*** Opening PROVIDED INFORMATION ***

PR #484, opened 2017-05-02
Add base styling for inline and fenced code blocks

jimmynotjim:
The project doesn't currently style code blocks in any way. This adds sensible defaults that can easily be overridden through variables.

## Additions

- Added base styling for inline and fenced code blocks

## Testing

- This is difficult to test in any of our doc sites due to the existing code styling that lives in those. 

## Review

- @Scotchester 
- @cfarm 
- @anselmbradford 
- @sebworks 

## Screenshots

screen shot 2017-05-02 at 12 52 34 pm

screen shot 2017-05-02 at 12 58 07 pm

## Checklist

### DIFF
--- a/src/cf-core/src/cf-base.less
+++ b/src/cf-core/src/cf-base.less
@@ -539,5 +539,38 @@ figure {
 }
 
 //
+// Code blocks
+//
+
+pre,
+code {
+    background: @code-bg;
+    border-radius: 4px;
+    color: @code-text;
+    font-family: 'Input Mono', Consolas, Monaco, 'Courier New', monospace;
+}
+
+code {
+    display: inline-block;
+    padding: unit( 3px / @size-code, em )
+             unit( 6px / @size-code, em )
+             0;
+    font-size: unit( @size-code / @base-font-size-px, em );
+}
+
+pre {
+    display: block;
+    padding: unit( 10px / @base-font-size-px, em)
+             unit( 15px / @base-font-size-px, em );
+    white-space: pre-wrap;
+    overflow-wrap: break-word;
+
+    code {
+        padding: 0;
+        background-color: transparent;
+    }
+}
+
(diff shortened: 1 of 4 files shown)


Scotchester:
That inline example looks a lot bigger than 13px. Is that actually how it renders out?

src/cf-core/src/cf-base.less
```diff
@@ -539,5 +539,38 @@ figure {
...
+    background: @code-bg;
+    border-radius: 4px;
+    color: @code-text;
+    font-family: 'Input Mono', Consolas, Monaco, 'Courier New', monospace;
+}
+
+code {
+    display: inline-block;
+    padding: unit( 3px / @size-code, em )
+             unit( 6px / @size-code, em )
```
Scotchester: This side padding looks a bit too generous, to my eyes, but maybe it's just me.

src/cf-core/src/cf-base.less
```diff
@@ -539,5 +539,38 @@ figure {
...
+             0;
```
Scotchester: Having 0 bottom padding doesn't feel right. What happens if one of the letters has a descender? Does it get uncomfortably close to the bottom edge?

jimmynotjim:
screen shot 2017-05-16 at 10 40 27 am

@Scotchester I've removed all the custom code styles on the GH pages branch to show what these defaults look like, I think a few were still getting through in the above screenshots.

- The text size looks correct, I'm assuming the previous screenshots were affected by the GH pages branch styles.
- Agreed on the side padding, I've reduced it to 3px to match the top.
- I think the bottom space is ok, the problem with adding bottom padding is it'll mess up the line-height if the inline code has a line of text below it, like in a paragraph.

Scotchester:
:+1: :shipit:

*** Closing PROVIDED INFORMATION ***

## TASK PROMPT
All entries are to be reproduced verbatim, with none omitted.

## FINAL ANSWER
PR #484, opened 2017-05-02
Add base styling for inline and fenced code blocks

jimmynotjim:
The project doesn't currently style code blocks in any way. This adds sensible defaults that can easily be overridden through variables.

## Additions

- Added base styling for inline and fenced code blocks

## Testing

- This is difficult to test in any of our doc sites due to the existing code styling that lives in those. 

## Review

- @Scotchester 
- @cfarm 
- @anselmbradford 
- @sebworks 

## Screenshots

screen shot 2017-05-02 at 12 52 34 pm

screen shot 2017-05-02 at 12 58 07 pm

## Checklist

### DIFF
--- a/src/cf-core/src/cf-base.less
+++ b/src/cf-core/src/cf-base.less
@@ -539,5 +539,38 @@ figure {
 }
 
 //
+// Code blocks
+//
+
+pre,
+code {
+    background: @code-bg;
+    border-radius: 4px;
+    color: @code-text;
+    font-family: 'Input Mono', Consolas, Monaco, 'Courier New', monospace;
+}
+
+code {
+    display: inline-block;
+    padding: unit( 3px / @size-code, em )
+             unit( 6px / @size-code, em )
+             0;
+    font-size: unit( @size-code / @base-font-size-px, em );
+}
+
+pre {
+    display: block;
+    padding: unit( 10px / @base-font-size-px, em)
+             unit( 15px / @base-font-size-px, em );
+    white-space: pre-wrap;
+    overflow-wrap: break-word;
+
+    code {
+        padding: 0;
+        background-color: transparent;
+    }
+}
+
(diff shortened: 1 of 4 files shown)


Scotchester:
That inline example looks a lot bigger than 13px. Is that actually how it renders out?

src/cf-core/src/cf-base.less
```diff
@@ -539,5 +539,38 @@ figure {
...
+    background: @code-bg;
+    border-radius: 4px;
+    color: @code-text;
+    font-family: 'Input Mono', Consolas, Monaco, 'Courier New', monospace;
+}
+
+code {
+    display: inline-block;
+    padding: unit( 3px / @size-code, em )
+             unit( 6px / @size-code, em )
```
Scotchester: This side padding looks a bit too generous, to my eyes, but maybe it's just me.

src/cf-core/src/cf-base.less
```diff
@@ -539,5 +539,38 @@ figure {
...
+             0;
```
Scotchester: Having 0 bottom padding doesn't feel right. What happens if one of the letters has a descender? Does it get uncomfortably close to the bottom edge?

jimmynotjim:
screen shot 2017-05-16 at 10 40 27 am

@Scotchester I've removed all the custom code styles on the GH pages branch to show what these defaults look like, I think a few were still getting through in the above screenshots.

- The text size looks correct, I'm assuming the previous screenshots were affected by the GH pages branch styles.
- Agreed on the side padding, I've reduced it to 3px to match the top.
- I think the bottom space is ok, the problem with adding bottom padding is it'll mess up the line-height if the inline code has a line of text below it, like in a paragraph.

Scotchester:
:+1: :shipit:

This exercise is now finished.